Voici certains des sujets abordés dans les dix-sept nouvelles de ce livre. On reproche souvent aux recueils de ce type de contenir des textes inégaux, voire hétérogènes. Rien de tout cela ici. Si chacun raconte des histoires différentes, ces dernières auraient toutes pu figurer dans la rubrique faits divers d’une gazette du sud de l’Indiana. Chaque morceau raconte l’histoire de gens simples, plutôt ordinaires dans l’ensemble, dont la vie bascule subitement pour une raison ou pour une autre, et rarement pour le meilleur. À travers les destins tragiques de ces quelques personnages, Frank Bill nous dépeint avec une plume acérée les conditions de vie difficiles de l’Amérique profonde d’aujourd’hui et ce qu’elles entraînent. Au fil des histoires, tout y passe : l’alcoolisme, la drogue, les violences conjugales, les viols, le stress post-traumatique des vétérans des G.I., etc.

 

« À cette époque, personne ne parlait du syndrome de stress post-traumatique. Des dégâts provoqués par la guerre dans le cerveau d’un homme. Des conséquences de ce que celui-ci avait pu voire, entendre et faire avec d’autres. De même, la maltraitance des femmes était un sujet tabou. On ignorait le problème, tout simplement. C’était l ‘époque où le « jusqu’à ce que la mort nous sépare » était la règle imposée du mariage. Une femme ne quittait pas son mari, elle lui obéissait.
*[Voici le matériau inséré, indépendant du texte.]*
PR #6515, opened 2023-02-10
Adding function for mutable coords

Dhruvanshu-Joshi:
**What is this PR about?**
In this PR , I have made attempts to incorporate suggestions made from [6497](https://github.com/pymc-devs/pymc/issues/6497).
Coordinate dimensions by default are assumed to be immutable unless they are explicitly mentioned to be mutable in the ```add_coord``` function. 
In this PR, we aim to register mutable dimension coordinates with the model without having to explicitly set ```mutable = True``` in the ```add_coord``` method for each item in ```coords```.

**Checklist**

## Major / Breaking Changes
- no

## New features
- Added another function called ```add_mutable_coords``` which registers new coordinates that are mutable by iterating in a ```for``` loop and calling ```self.add_coord(..., mutable=True)``` for every iteration.

## Bugfixes
- no

## Documentation
- Documentation has been updated consistent with modifications

## Maintenance
- no

### DIFF
--- a/pymc/model.py
+++ b/pymc/model.py
@@ -588,7 +588,7 @@ class Model(WithMemoization, metaclass=ContextMeta):
             self._dim_lengths = {}
         self.add_coords(coords)
         for name, values in coords_mutable.items():
-            self.add_coord(name, values, mutable=True, length=lengths.get(name, None))
+            self.add_coord(name, values, mutable=True)
 
         from pymc.printing import str_for_model
 
--- a/pymc/model.py
+++ b/pymc/model.py
@@ -51,6 +51,7 @@ from pytensor.tensor.var import TensorConstant, TensorVariable
 
 from pymc.blocking import DictToArrayBijection, RaveledVars
 from pymc.data import GenTensorVariable, is_minibatch
+from pymc.distributions.logprob import _joint_logp
 from pymc.distributions.transforms import _default_transform
 from pymc.exceptions import (
     BlockModelAccessError,
@@ -60,7 +61,6 @@ from pymc.exceptions import (
     ShapeWarning,
 )
 from pymc.initial_point import make_initial_point_fn
-from pymc.logprob.joint_logprob import joint_logp
 from pymc.pytensorf import (
     PointFunc,
     SeedSequenceSeed,
@@ -586,6 +586,7 @@ class Model(WithMemoization, metaclass=ContextMeta):
             self._coords = {}
             self._dim_lengths = {}
         self.add_coords(coords)
+        self.add_mutable_coords(coords)
 
         from pymc.printing import str_for_model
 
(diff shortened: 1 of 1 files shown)


twiecki:
Thanks! We should also change the error message to mention to set mutable=True then.

twiecki:
And I think we should make it mutable by default.

Dhruvanshu-Joshi:
How would you like to make it mutable by default? 
What I was thinking was to create another function called ```add_mutable_coord``` which will be same as ```add_coord``` but will assume ```mutable = True```. We can also update ```add_coord``` to consider only cases when ```mutable = False```. We will also throw error messages when someone tries to add immutable coordinates using ```add_mutable_coord``` and vice-versa. Hence by using ```add_mutable_coords``` which will call ```add_mutable_coord```, one can add mutable coordinates to the model context and by using ```add_coords``` which iteratively calls ```add_coord```, we can add immutable coordinates to the model context.
Should I proceed with this?

michaelosthege:
Let's keep it as simple as possible:
* Introduce `coords_mutable` to the `Model.__init__` signature
* Put a two-line `for` iterator right below the `self.add_coords(coords)` line

There's no need to create another method. Not counting tests this can be a 3-line change!

I'm also against changing defaults [because of possible shape or performance issues](https://github.com/pymc-devs/pymc/issues/6497#issuecomment-1416919611).

pymc/model.py
```diff
@@ -548,6 +548,7 @@ def __init__(
         self,
         name="",
         coords=None,
+        coords_mutable=None,
         check_bounds=True,
         *,
```
michaelosthege: I'll apply this change before triggering the tests. The reason being that only by placing the new parameter behind the `*,` we can avoid a change of signature.

```suggestion
        check_bounds=True,
        *,
        coords_mutable=None,
```

pymc/model.py
```diff
@@ -586,6 +587,8 @@ def __init__(
             self._coords = {}
             self._dim_lengths = {}
         self.add_coords(coords)
+        for name, values in coords_mutable.items():
+            self.add_coord(name, values, mutable=True, length=lengths.get(name, None))
```
```suggestion
            self.add_coord(name, values, mutable=True)
```

Dhruvanshu-Joshi:
Hey @twiecki  @michaelosthege  when we use ```coords_mutable.items```, we are expecting a ```none-type object``` to be a ```dictionary``` and hence all of the tests are failing. I suggest that we include this loop in an ```if``` block which will check  
```if coords_mutable is not None :``` similar to how ```add_coords``` does it to avoid this issue. Should I proceed with this?

michaelosthege:
> Hey @twiecki @michaelosthege when we use `coords_mutable.items`, we are expecting a `none-type object` to be a `dictionary` and hence all of the tests are failing. I suggest that we include this loop in an `if` block which will check `if coords_mutable is not None :` similar to how `add_coords` does it to avoid this issue. Should I proceed with this?

sure, it's your PR!

michaelosthege (approved):

twiecki:
@Dhruvanshu-Joshi Unfortunately there are some conflicts we need to resolve before we can merge this.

Quand le Mécano battait son épouse, pourtant, la violence ébranlait les murs. Le corps de la malheureuse rebondissait d’une cloison à l’autre comme une boule de flipper, sauf qu’il n’y avait pas de petite musique électronique pour ponctuer le score, juste des suppliques et des excuses étranglées qui ne rencontraient aucune pitié. Rien que de la sauvagerie. Une fois la porte refermée sur la chambre d’à peine neuf mètres carrés, à peine plus qu’une boîte, la violence traversait les cloisons de Placoplâtre pour aller contaminer le salon. Où, du canapé dont les coussins avachis assuraient une assise confortable, deux adolescentes dévoraient des yeux l’écran du téléviseur noir et blanc. Un téléviseur qui égayait la pièce avec des images de Tom et Jerry – le genre de dessin animé conçu pour distraire les enfants, qui nourrissait leur propre dépendance à la violence. Portes claquées sur différentes parties du corps. Assiettes fracassées sur des crânes. Coups de maillet répondant aux coups de poing dans la chambre d’en face.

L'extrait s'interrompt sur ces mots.